Task to complete =
A verbatim copy of the data below is the required output.

Source data =
☆ ☆ ☆ ☆ ☆

PR #113, opened 2020-12-23
Spool Letter Rendering

dmadison:
Over-the-top update: this change renders flap letters on both the front and back of *all* flaps in the spool. The program calculates the position of the front-facing letter in the character list, and then adds each front/back letter by iterating through the looped array starting at that point. If the front-facing letter is not present in the character list, only the front letter is rendered and the rest of the spool letters are skipped. This is evaluated per-module so each spool's flaps will have the correct letters in their correct positions.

☆ ☆ ☆ ☆ ☆

Reply to the task =
PR #113, opened 2020-12-23
Spool Letter Rendering

dmadison:
Over-the-top update: this change renders flap letters on both the front and back of *all* flaps in the spool. The program calculates the position of the front-facing letter in the character list, and then adds each front/back letter by iterating through the looped array starting at that point. If the front-facing letter is not present in the character list, only the front letter is rendered and the rest of the spool letters are skipped. This is evaluated per-module so each spool's flaps will have the correct letters in their correct positions.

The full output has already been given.